Il megalodonte viene generalmente raffigurato come uno squalo mostruoso e di enormi proporzioni nei romanzi e nei film di fantascienza, come ad esempio “The Meg (2018)“, ma è la realtà è che le sue dimensioni corporee possono raggiungere un massimo di circa 15 metri, anche se rimane comunque una grande ragguardevole, se comparata a quella dei suoi parenti più stretti.

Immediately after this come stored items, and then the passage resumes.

PR #181, opened 2018-08-06
Uni 55220 run export tests in standalone

vkovec:
I left the tests so that they can be run in both the editor or standalone, however with `-batchmode` they will only work in standalone. In order to force standalone, the following can be added either to the test class or to individual tests:

```
[UnityPlatform(exclude = new[] { RuntimePlatform.WindowsEditor, RuntimePlatform.LinuxEditor, RuntimePlatform.OSXEditor })]
```

Here are the command line arguments used for running the tests:
/path/to/Unity.exe -batchmode -projectPath path/to/repo/TestProjects/AlembicImporter/ -forgetProjectPath -automated -testResults path/to/repo/TestResults_playmode_AlembicImporter.xml -logFile path/to/repo/editor_playmode_AlembicImporter.log -runTests **-testPlatform StandaloneWindows64**

Note: for the test platform I had to use StandaloneWindows64, the other options are at the bottom of this page: https://docs.unity3d.com/Manual/PlaymodeTestFramework.html

### DIFF
--- a/TestProjects/AlembicImporter/Assets/Tests/Runtime/UnitTests/AlembicExportTest.cs
+++ b/TestProjects/AlembicImporter/Assets/Tests/Runtime/UnitTests/AlembicExportTest.cs
@@ -118,9 +118,9 @@ namespace UnityEditor.Formats.Alembic.Exporter.UnitTests {
 #endif
         }
 
+#if UNITY_EDITOR
         // Helper for the tear-down. This is run from the editor's update loop.
         void DeleteOnNextUpdate () {
-#if UNITY_EDITOR
             EditorApplication.update -= DeleteOnNextUpdate;
             try {
                 Directory.Delete (filePath, recursive : true);
@@ -128,8 +128,8 @@ namespace UnityEditor.Formats.Alembic.Exporter.UnitTests {
             } catch (IOException) {
                 // ignore -- something else must have deleted this.
             }
-#endif
         }
+#endif
 
     }
 
@@ -151,6 +151,9 @@ namespace UnityEditor.Formats.Alembic.Exporter.UnitTests {
         /// </summary>
         /// <param name="abcPath"></param>
         private void TestAbcImported (string abcPath) {
+            // AssetDatabase is only available in Editor,
+            // make sure it doesn't run in standalone test
+            // otherwise test will fail.
 #if UNITY_EDITOR
             AssetDatabase.Refresh ();
 #endif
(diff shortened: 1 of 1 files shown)


TestProjects/AlembicImporter/Assets/Tests/Runtime/UnitTests/AlembicExportTest.cs
```diff
@@ -109,21 +104,31 @@ public class AlembicTestBase {
...
+                Directory.Delete (filePath, recursive : true);
+            } catch (IOException) {
+                // ignore -- something else must have deleted this.
+            }
+#endif
         }
 
         // Helper for the tear-down. This is run from the editor's update loop.
         void DeleteOnNextUpdate () {
+#if UNITY_EDITOR
```
inwoods: the entire function can be within DeleteOnNextUpdate as it would be a mistake to run it in non-editor mode.

TestProjects/AlembicImporter/Assets/Tests/Runtime/UnitTests/AlembicExportTest.cs
```diff
@@ -146,25 +151,34 @@ public class AlembicExportTest : AlembicTestBase {
         /// </summary>
         /// <param name="abcPath"></param>
         private void TestAbcImported (string abcPath) {
+#if UNITY_EDITOR
```
inwoods: can you explain why we don't do this in standalone?

TestProjects/AlembicImporter/Assets/Tests/Runtime/UnitTests/AlembicExportTest.cs
```diff
@@ -146,25 +151,34 @@ public class AlembicExportTest : AlembicTestBase {
...
             AssetDatabase.Refresh ();
+#endif
 
             var absPath = GetAssetsAbsolutePath (abcPath);
 
             Assert.That (string.IsNullOrEmpty (absPath), Is.False);
             Assert.That (File.Exists (absPath));
 
+#if UNITY_EDITOR
```
inwoods: why are we skipping this test?

vkovec: the asset database is only available in the editor, can't import an alembic file in standalone

inwoods: please add comment to that effect.

TestProjects/AlembicImporter/Assets/Tests/Runtime/UnitTests/AlembicExportTest.cs
inwoods: please add comment to that effect

TestProjects/AlembicImporter/Assets/Tests/Runtime/UnitTests/AlembicExportTest.cs
inwoods: make this function only visible in editor mode so that we get a coding error in non-editor mode.

vkovec:
closed because Mark found a flag to disable batchmode and make the tests work in editor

Una nuova ricerca pubblicata sulla rivista Historical Biology, ha osservato quanto questa specie fosse straordinariamente gigantesca, secondo Kenshu Shimada, paleobiologo della DePaul University di Chicago e autore principale dello studio.

Otodus megalodon, appartiene al gruppo di squali chiamato lamniformi, che ha una ricca documentazione fossile, ma la biologia delle forme estinte è poco conosciuta perché questi pesci cartilaginei sono per lo più conosciuti dai loro denti.

Sulla base delle misurazioni prese dai lamniformi non planctivori odierni, la ricerca presenta un’equazione che permetterebbe di stimare la lunghezza del corpo delle forme estinte proprio dai loro denti. Gli studiosi hanno dimostrato che si tratta realmente di un valore anomalo, dal momento che tutti gli altri squali non planctivori hanno un limite di dimensione generale di 7 metri.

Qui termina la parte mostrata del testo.